POSE OF THE WEEK – Tree Pose (Vrksasana)

It’s that time again!

So if you’ve been practicing yoga for a while now you’ve probably noticed some poses are starting to become easier to manage, and you might even be waking up the next morning slightly less over-stretched.
That might mean it’s time to start learning some more challenging variations.
Tree pose is one with several.


This pose can be either detrimental to your body or extremely beneficial. Why? It’s commonly practiced incorrectly. The concept seems simple so people tend to push themselves in the pose quicker than they should – leading to incorrect posture and damage to the joints and back.

1. Stand tall, and DROP THAT TAILBONE. The core is engaged and working hard to help you balance on one leg, you’ll know it’s working if you’re making an effort to tighten up that butt and pushing your pelvis forward.

2. Put your leg in the right spot! This means, NO KNEE. I know the difference between your inner thigh and lower leg is large but by no means push yourself too far! Your hips are working to open without compensating your posture and balance so if the thigh is too far of a stretch, put your foot on your lower leg and work to open your hip to the side. Putting your foot on your knee can cause major damage, furthermore, your standing knee should be slightly bent to prevent a similar injury.
Claire Missingham
3. Your arms are not the focus. Sure you can work on deepening your tree pose by extending your arms up and out to the side as if you were holding a beach ball but DON’T DO THIS IF YOU ARE NOT DOING THE REST OF THE POSE CORRECTLY. The hands are normally either on one’s hips, in prayer, touching above or opened above mimicking – you guessed it – a tree.

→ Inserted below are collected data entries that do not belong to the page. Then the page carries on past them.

PR #168, opened 2026-04-08
docs: improve Kconfig help text for auto-generated config reference

buckleypaul:
The Kconfig help text is the source of truth for auto-generated configuration documentation. Many entries were too terse, choice groups lacked help entirely, and it was unclear which CONFIG_ symbols are actually used in code versus which are Kconfig grouping constructs.

Expand every help entry to explain what the option does, required API calls (hubble_init, hubble_time_set, hubble_sequence_counter_get, etc.), tradeoffs, and the relationship between choice members and derived symbols like CONFIG_HUBBLE_KEY_SIZE.

Also update the kconfig_autodoc Sphinx extension to render choice-level help text so the new choice group descriptions appear in the generated docs.

Normalize indentation to single-tab throughout and fix vague prompts (e.g. "Application defined implementation" -> "Application-defined sequence counter").

### DIFF
--- a/port/zephyr/Kconfig
+++ b/port/zephyr/Kconfig
@@ -8,17 +8,28 @@ source "subsys/logging/Kconfig.template.log_config"
 choice HUBBLE_COUNTER_SOURCE
 	prompt "Counter source"
 	default HUBBLE_COUNTER_SOURCE_UNIX_TIME
+	help
+	  Selects how the SDK computes the time counter used for
+	  EID rotation and key derivation.
 
 config HUBBLE_COUNTER_SOURCE_UNIX_TIME
 	bool "Unix time counter source"
 	help
-	  Counter derived from Unix time. Requires time provisioning.
+	  Derive the time counter from Unix epoch time. The counter
+	  increments once per rotation period
+	  (CONFIG_HUBBLE_EID_ROTATION_PERIOD_SEC).
+
+	  Best for devices with access to real-time clocks or
+	  network time synchronization.
 
 config HUBBLE_COUNTER_SOURCE_DEVICE_UPTIME
 	bool "Device uptime counter source"
 	help
-	  Counter derived from device uptime. No Unix time required.
-	  Initial counter value provided via hubble_init().
+	  Derive the time counter from device uptime. No Unix time
+	  required.
+
+	  Best for devices without a real-time clock, reliable
+	  time source, or method to provision time.
 
 endchoice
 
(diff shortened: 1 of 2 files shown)


HongNguyen635:
would it makes sense to have the kconfig of esp-idf to be matching or is it too much duplicate content?

buckleypaul:
> would it makes sense to have the kconfig of esp-idf to be matching or is it too much duplicate content?

I asked @ceolin about this a while ago and they're apparently different enough such that we can't. I agree though, it's not ideal.

port/zephyr/Kconfig
```diff
@@ -27,129 +52,198 @@ config HUBBLE_EID_ROTATION_PERIOD_SEC
...
+	  useful for unit testing where controlled time values
+	  are needed to verify time-dependent behavior.
 
 choice
 	prompt "Hubble Network crypto provider"
 	default HUBBLE_NETWORK_CRYPTO_PSA
+	help
+	  Select the cryptographic backend for AES-CTR encryption
+	  and CMAC authentication. All providers must implement
+	  the interface defined in <hubble/port/crypto.h>.
```
ceolin: This information "header" is already explained in the custom and it is not relevant for the interfaces we provided.

port/zephyr/Kconfig
```diff
@@ -27,129 +52,198 @@ config HUBBLE_EID_ROTATION_PERIOD_SEC
...
 
 config HUBBLE_SAT_NETWORK_SMALL
-	   bool "Use smaller code size for fly by calculation"
-	   help
-		Reduces code using polynomial approximation
-		for trigonometric functions
+	bool "Use smaller code size for fly-by calculation"
+	help
+	  Replace standard math library trigonometric functions
+	  (sin, cos, atan2, fmod) with polynomial approximations
```
ceolin: This level of verbosity that LLMs do is a maintenance problem, it is pretty easy to get inconsistent. We should limit to "trigonometry functions ..."

port/zephyr/Kconfig
```diff
@@ -27,129 +52,198 @@ config HUBBLE_EID_ROTATION_PERIOD_SEC
...
-	   help
-		Enable library for communication with Hubble network.
-		This feature is in pre-production and is not yet ready
-		for production deployments.
+	bool "Hubble Satellite Network Library [PRE-PRODUCTION]"
+	select EXPERIMENTAL
+	select ENTROPY_GENERATOR
+	help
+	  Enable the satellite communication module. Provides
+	  hubble_sat_packet_send() and satellite pass prediction
```
ceolin: I don't think apis should be listed. We should limit to inform that satellite functionality is provided / enabled. If we change API we have to change the symbol documentation also what is the criteria ? All APIs available with this functionality should be listed or just one ?

port/zephyr/Kconfig
```diff
@@ -8,17 +8,42 @@ source "subsys/logging/Kconfig.template.log_config"
...
+	  Best for devices with access to real-time clocks or
+	  network time synchronization.
 
 config HUBBLE_COUNTER_SOURCE_DEVICE_UPTIME
 	bool "Device uptime counter source"
 	help
-	  Counter derived from device uptime. No Unix time required.
-	  Initial counter value provided via hubble_init().
+	  Derive the time counter from device uptime. No Unix time
+	  or network time sync required.
```
ceolin: network time ?

port/zephyr/Kconfig
```diff
@@ -8,17 +8,42 @@ source "subsys/logging/Kconfig.template.log_config"
 choice HUBBLE_COUNTER_SOURCE
 	prompt "Counter source"
 	default HUBBLE_COUNTER_SOURCE_UNIX_TIME
+	help
+	  Selects how the SDK computes the time counter used for
+	  EID rotation and key derivation. The counter determines
+	  when encryption keys and BLE addresses rotate.
```
ceolin: No, it does not necessarily determines when BLE address rotate.

port/zephyr/Kconfig
```diff
@@ -8,17 +8,42 @@ source "subsys/logging/Kconfig.template.log_config"
...
+
+	  Only the individual options below produce CONFIG_ symbols
+	  used in application and SDK source code. This choice group
+	  itself is not referenced in code.
```
ceolin: Is this paragraph really providing any meaningful / useful information ?

port/zephyr/Kconfig
```diff
@@ -8,17 +8,42 @@ source "subsys/logging/Kconfig.template.log_config"
...
 	help
-	  Counter derived from Unix time. Requires time provisioning.
+	  Derive the time counter from Unix epoch time. The counter
+	  increments once per rotation period
+	  (CONFIG_HUBBLE_EID_ROTATION_PERIOD_SEC).
+
+	  Requires providing a valid Unix timestamp in milliseconds
+	  to hubble_init(), or calling hubble_time_set() before
+	  generating advertisements. A value of 0 is treated as
+	  uninitialized and returns an error.
```
ceolin:
```
A value of 0 is treated as uninitialized and returns an error.
```

This is API documentation and not symbol documentation.

port/zephyr/Kconfig
```diff
@@ -8,17 +8,42 @@ source "subsys/logging/Kconfig.template.log_config"
...
 config HUBBLE_COUNTER_SOURCE_UNIX_TIME
 	bool "Unix time counter source"
 	help
-	  Counter derived from Unix time. Requires time provisioning.
+	  Derive the time counter from Unix epoch time. The counter
+	  increments once per rotation period
+	  (CONFIG_HUBBLE_EID_ROTATION_PERIOD_SEC).
+
+	  Requires providing a valid Unix timestamp in milliseconds
+	  to hubble_init(), or calling hubble_time_set() before
```
ceolin: APIs names are not needed here, this is part of the API documentation.

port/zephyr/Kconfig
```diff
@@ -27,129 +52,198 @@ config HUBBLE_EID_ROTATION_PERIOD_SEC
...
-		represented in PPM (parts per million).
+	int "Device time drift retry rate in PPM"
+	default 500
+	help
+	  Compensates for clock drift by adding retransmission
+	  retries proportional to time elapsed since the last
+	  time sync. Value is in parts per million (PPM).
+
+	  Additional retries = (seconds_since_sync * TDR)
+	                       / (1000000 * interval_s)
```
ceolin: Implementation detail, it should not be here.

port/zephyr/Kconfig
```diff
@@ -27,129 +52,198 @@ config HUBBLE_EID_ROTATION_PERIOD_SEC
...
-	   default y
-	   help
-		Ensure that nonce parameters are not re-used
-		to encrypt different messages.
-		Be aware that re-using the same nonce has severe
-		security implications.
+	bool "Enforce check in nonce used in cryptography"
+	default y
+	help
+	  Validate that each (time_counter, sequence_number) pair
```
ceolin: `time_counter, sequence_number` why use the variable names ??????????????
This should limit to say that it validates that the encryption nonce is unique.

port/zephyr/Kconfig
```diff
@@ -27,129 +52,198 @@ config HUBBLE_EID_ROTATION_PERIOD_SEC
...
-		This option allows applications to override the default
-		function that returns a sequence number to be used to
-		encrypt messages.
+	bool "Application-defined sequence counter"
+	help
+	  Override the default auto-incrementing sequence counter
+	  with an application-provided implementation. When
+	  enabled, the application must define
+	  hubble_sequence_counter_get() returning a uint16_t
+	  value in the range [0, 1023].
```
ceolin:
```
returning a uint16_t
	  value in the range [0, 1023].
```
API documentation ... should not be duplicated here.

ceolin (changes requested):
See individual comments please.

ceolin:
> > would it makes sense to have the kconfig of esp-idf to be matching or is it too much duplicate content?
> 
> I asked @ceolin about this a while ago and they're apparently different enough such that we can't. I agree though, it's not ideal.

The question about using the same `Kconfig` file for both targets and my answer was not because symbol dependencies are not the same or there is not guarantee that they are. e.g: all `MBEDTLS_` symbols are defined in Zephyr and so they not be the same for ESP-IDF. Also, there are things like `BUILD_WITH_TFM` and others.

ceolin (approved):

ceolin:
Thank you !

PR #169, opened 2026-04-09
api: unify key size configuration across all ports

buckleypaul:
The FreeRTOS port configured key size as a raw byte count (`CONFIG_HUBBLE_KEY_SIZE=16`), diverging from Zephyr and ESP-IDF which use human-readable choice symbols (`CONFIG_HUBBLE_NETWORK_KEY_128 / CONFIG_HUBBLE_NETWORK_KEY_256`). This inconsistency meant FreeRTOS lacked the choice symbols that mbedtls.c needs for cipher selection, and users had to know valid byte values rather than picking a key size. This was also unclear for other ports whether they should define the key size in bytes or use the `CONFIG_HUBBLE_NETWORK_KEY_128/256` values.

Centralize the byte-size derivation in crypto.h as `HUBBLE_KEY_SIZE_BYTES`, making it a computed value rather than a config knob. All ports now only define the choice symbol; the byte translation happens once.

Also rename `CONFIG_HUBBLE_KEY_SIZE` --> `HUBBLE_KEY_SIZE_BYTES` to indicate it is no longer a config value.


buckleypaul:
I'm not in love with the key size now being in hubble/port/crypto.h and needing to include that wherever we define the byte array for storing keys. However, I also don't love the implicit calculation of key bytes from the key size config values which makes porting to non-Zephyr more complicated. I'm open to suggestions.

include/hubble/port/crypto.h
```diff
@@ -10,6 +10,14 @@
 #include <stddef.h>
 #include <stdint.h>
 
+#if defined(CONFIG_HUBBLE_NETWORK_KEY_256)
+#define HUBBLE_KEY_SIZE_BYTES 32
+#elif defined(CONFIG_HUBBLE_NETWORK_KEY_128)
+#define HUBBLE_KEY_SIZE_BYTES 16
+#else
+#error "Define CONFIG_HUBBLE_NETWORK_KEY_128 or CONFIG_HUBBLE_NETWORK_KEY_256"
+#endif
```
ceolin, line 19: Keep the name `CONFIG_HUBBLE_KEY_SIZE_BYTES` and avoid all naming changes everywhere else please. That solves the problem and avoid messing around the rest of the code. One of the reasons is because this will probably to be changed to a void pointer to allow passing an opaque type (just the key ID and not they key material) when using PSA.

ceolin (changes requested):
I think the change can be limited and avoid massive changes all around. See the comment please.

include/hubble/port/crypto.h
buckleypaul: My concern with keeping the name `CONFIG_HUBBLE_KEY_SIZE_BYTES` is that it is not a config value that we set. I'm not fully opposed to keeping that but it makes it a bit unclear if you set or don't set it. Keeping that name also doesn't solve the problem I noted?

ceolin: Which problem ?

ceolin:
@buckleypaul take a look https://github.com/HubbleNetwork/hubble-device-sdk/pull/176 please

4. Your breath and attitude are key! Balance is key in this pose, and that means mentally the most strenuous. Most people have the flexibility to do the pose, but without a clear mind and positive attitude, they tend to last no more than a couple seconds in the pose before they topple over. In saying that, toppling over is okay if it’s truly a difficult pose for you. Like I said, keep a clear mind and be patient. You tend to understand things better when you’re thinking less strongly about trying to understand it.

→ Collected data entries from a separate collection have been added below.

PR #172, opened 2026-04-13
ci: add gh action to build esp-idf sample

HongNguyen635:
add github action to build esp-idf ble-beacon sample app.

### DIFF
--- a/.github/workflows/build-samples-esp-idf.yaml
+++ b/.github/workflows/build-samples-esp-idf.yaml
@@ -1,0 +1,45 @@
+name: Build ESP-IDF Ble-Beacon Sample
+
+on:
+  pull_request:
+    branches: ["**"]
+    paths:
+      - "include/**"
+      - "src/**"
+      - "samples/esp-idf/**"
+      - ".github/workflows/build-samples-esp-idf.yaml"
+
+  workflow_dispatch: {}
+
+permissions:
+  contents: read
+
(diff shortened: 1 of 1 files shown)


.github/workflows/build-samples-esp-idf.yaml
```diff
@@ -0,0 +1,55 @@
...
+    name: Build ESP-IDF Ble-Beacon Sample App
+    runs-on: ubuntu-24.04
+    strategy:
+      fail-fast: false
+      matrix:
+        espidf_target:
+          - esp32
+          - esp32c6
+          - esp32h2
+          - esp32s3
```
HongNguyen635, line 28: I'm not sure if we should build 1 soc or 1 soc from each family.

buckleypaul: Is there a significant difference between them? I don't see a huge negative of doing all of them.

buckleypaul (dismissed):

.github/workflows/build-samples-esp-idf.yaml
HongNguyen635: there are differences in archiecture and low level details. For BLE I don't think there's much different although I'm unsure if it might worth it to check all. Maybe could be good for catching legacy issue.

ceolin (approved):

PR #383, opened 2025-06-16
Remove application.thumbnail annotation

hugares:
This is not used anywhere in konflux so remove this from documentation as it is not needed.

KFLUXSPRT-3653


arewm (approved):
Thanks!

PR #384, opened 2025-06-17
Create space for a partial about gitops releases

ralphbean:
Example of downstream usage: https://gitlab.cee.redhat.com/konflux/docs/users/-/merge_requests/382


ralphbean:
@arewm I updated the partial with a suggestive note.

PR #392, opened 2025-07-01
fix(stoneintg-1243): incl info on roles and rolebindings

jencull:
also include restartPolicy in yaml example of cronJob

### DIFF
--- a/modules/testing/pages/integration/periodic-integration-tests.adoc
+++ b/modules/testing/pages/integration/periodic-integration-tests.adoc
@@ -19,10 +19,18 @@ If the Integration Test is designed to only run periodically rather than during 
 
 === Procedure with example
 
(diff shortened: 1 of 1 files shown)


14rcole:
Since the user asked about a working example, could you put a simple example CronJob in the doc as well?

jencull:
> Since the user asked about a working example, could you put a simple example CronJob in the doc as well?

@14rcole there already is, look at 2 here, just scroll down a bit. Thats the section I added the restartPolicy field
https://konflux.pages.redhat.com/docs/users/testing/integration/periodic-integration-tests.html

Josh-Everett (commented):
LGTM but not sure if running `npm audit fix` will fix the CI error, unfamiliar with that failure.

PR #397, opened 2025-07-10
feat(RELEASE-1493): add user documentation to community-catalog

Paul123111:
Add note about community-catalog to Konflux docs.


modules/releasing/pages/tenant-release-pipelines.adoc
```diff
@@ -175,6 +175,9 @@ spec:
 
 If you write a good reusable release pipeline, please submit it to our link:https://github.com/konflux-ci/release-service-catalog[catalog] so others can use it.
```
johnbieren, line 176: This page is about tenant release pipelines, so I think your new note should be in place of this one, not in addition to. Now that we have community catalog, there is no need to have any tenant/final pipeline resources in release-service-catalog

johnbieren (approved):

PR #399, opened 2025-07-15
Add reminder to RHSM activation keys page

MartinBasti:
Preparing just lockfile using RHSM activation keys is not enough. Pipeline must be also configured to do prefetching of RPMs.


modules/building/pages/activation-keys-subscription.adoc
```diff
@@ -417,3 +417,5 @@ TIP: If you see warnings like "`+WARNING:root:No sources found for...+`" then th
 . Exit the container, and commit the `+rpms.in.yaml+`, `+rpms.lock.yaml+` and `+redhat.repo+` to
 source control. Konflux will use these files to prefetch RPMs for hermetic
 builds.
+
+. Reminder. You still need to xref:ROOT:building:prefetching-dependencies.adoc#rpm[enable prefetching for RPMs] if this step hasn't been done yet.
```
eskultety, line 421: I presume this is because users (apparently) incorrectly assumed that without
```
- default: '{"type": "rpm", "path": "."}'
        description: Build dependencies to be prefetched by Cachi2
        name: prefetch-input
        type: string
```
the pipeline would still automatically process the RPM deps? :)

eskultety (approved):

PR #403, opened 2025-07-17
docs(RELEASE-1352): replace `auto-release` with `block-releases` label

johnbieren:
This commit updates the documentation to deprecate the `auto-release` label on ReleasePlanAdmissions (unchanged on ReleasePlans) with the `block-releases` label. They work the same, but opposite, so auto-release true works the same as block-releases false.


mmalina (approved):

seanconroy2021 (approved):

dirgim (approved):
LGTM

PR #406, opened 2025-07-28
docs: Simplify rapidast docs and link to new exmaple

sfowl:
~Draft for now, as link to the new example won't be ready until this merges:~

https://github.com/RedHatProductSecurity/rapidast/pull/401

EDIT: ready for merge 

Supports [PSSECAUT-1228](https://issues.redhat.com/browse/PSSECAUT-1228)

### DIFF
--- a/modules/testing/pages/integration/third-parties/rapidast.adoc
+++ b/modules/testing/pages/integration/third-parties/rapidast.adoc
@@ -1,59 +1,30 @@
 = RapiDAST
 
-In this guide, you'll learn how to xref:testing:integration/adding.adoc[add a custom integration test] in {ProductName} that uses link:https://github.com/RedHatProductSecurity/rapidast[RapiDAST] as a third-party tool for dynamic application security testing. 
+link:https://github.com/RedHatProductSecurity/rapidast[RapiDAST] is a tool for performing dynamic application security testing (DAST) on _running_ applications.
+
+Therefore, it's recommended to use a xref:testing:integration/adding.adoc[custom integration test] to deploy the target application, and perform a RapiDAST scan inside that same integration test.
+
+NOTE: RapiDAST scans are intended for testing environments and should not be used on production systems.
 
 .Prerequisites
 
-. You have xref:building:creating.adoc[created an application] in {ProductName}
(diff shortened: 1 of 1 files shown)


modules/testing/pages/integration/third-parties/rapidast.adoc
```diff
@@ -1,59 +1,30 @@
...
-
-. You have selected the scanner you want to use with RapiDAST, ZAP, Nessus or a generic scanner. Refer to the RapiDAST link:https://github.com/redHatProductSecurity/rapidast/?tab=readme-ov-file#scanners[documentation] for available scanners and their configurations.
-
-. You have access to a git repository containing the link:https://github.com/RedHatProductSecurity/rapidast?tab=readme-ov-file#an-openapi-schema[OpenAPI] specification of your application or another supported entry point (e.g., endpoints, spiders, etc.).
+Therefore, it's recommended to use a xref:testing:integration/adding.adoc[custom integration test] to deploy the target application, and perform a RapiDAST scan inside that same integration test.
 
-. Optional - You have access to link:https://github.com/RedHatProductSecurity/rapidast?tab=readme-ov-file#exporting-to-google-cloud-storage[Google Cloud Storage] to facilitate export and storage of scan results.
```
hongweiliu17, line 17: Are these info not needed any more?

sfowl: It's a bit complicated, this is just another option in a rapidast config file so it's possible and optional to use it, just like any other option in the rapidast docs.

That said, neither the original example, nor newer example contain a full demo of how to embed any secrets in a rapidast config file (which is required for this feature), it's something I'd like to improve later.

Also, the option of pushing scan results to a google bucket sort of competes with the model of pushing results to quay.io (like used for sast tasks). We have a [separate ticket](https://issues.redhat.com/browse/PSSECAUT-1230) for that, and until we reach consensus I don't want cause confusion for users on which option they should use.

So for now I think it's best to drop explicit mention of this feature on this page.

hongweiliu17: It loos good to me. Thanks!

hongweiliu17 (approved):
LGTM

PR #419, opened 2025-08-13
docs(ISV-5874): Add a reference to Mobster SBOM generator

Allda:
A Mobster is a new tool responsible for SBOM management in Konflux. This commits adds a reference to Mobster documentation where we describe SBOM structure, workflows and content type.

JIRA: ISV-5874


Allda:
@ralphbean @arewm Could you please review this PR? Thanks!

I mentioned above that you can place your foot on your lower leg or thigh, however some people work instead on opening their hips to “Half-Lotus”. This variation creates a deeper hip stretch and you can move your foot anywhere from the bottom of the thigh to the thigh crease if this is what you are working towards.
Claire Missingham
Some people even bring tree to the floor in a plank variation!
Claire Missingham
And I bet you didn’t guess there was such thing as an upside down tree…
Claire Missingham


BALANCE. Like almost every other pose I could list, this pose brings balance to your mind as the mind is working so hard to concentrate on balancing your body itself. Your legs and abs are working hard to keep you from falling, and the hips are opening to make other poses that much easier to do later on. Overall, so I don’t bore you, this pose (like yoga in general) will help you feel rejuvenated and awaken you and your body to be able to continue the rest of the day with your creative juices flowing at full speed.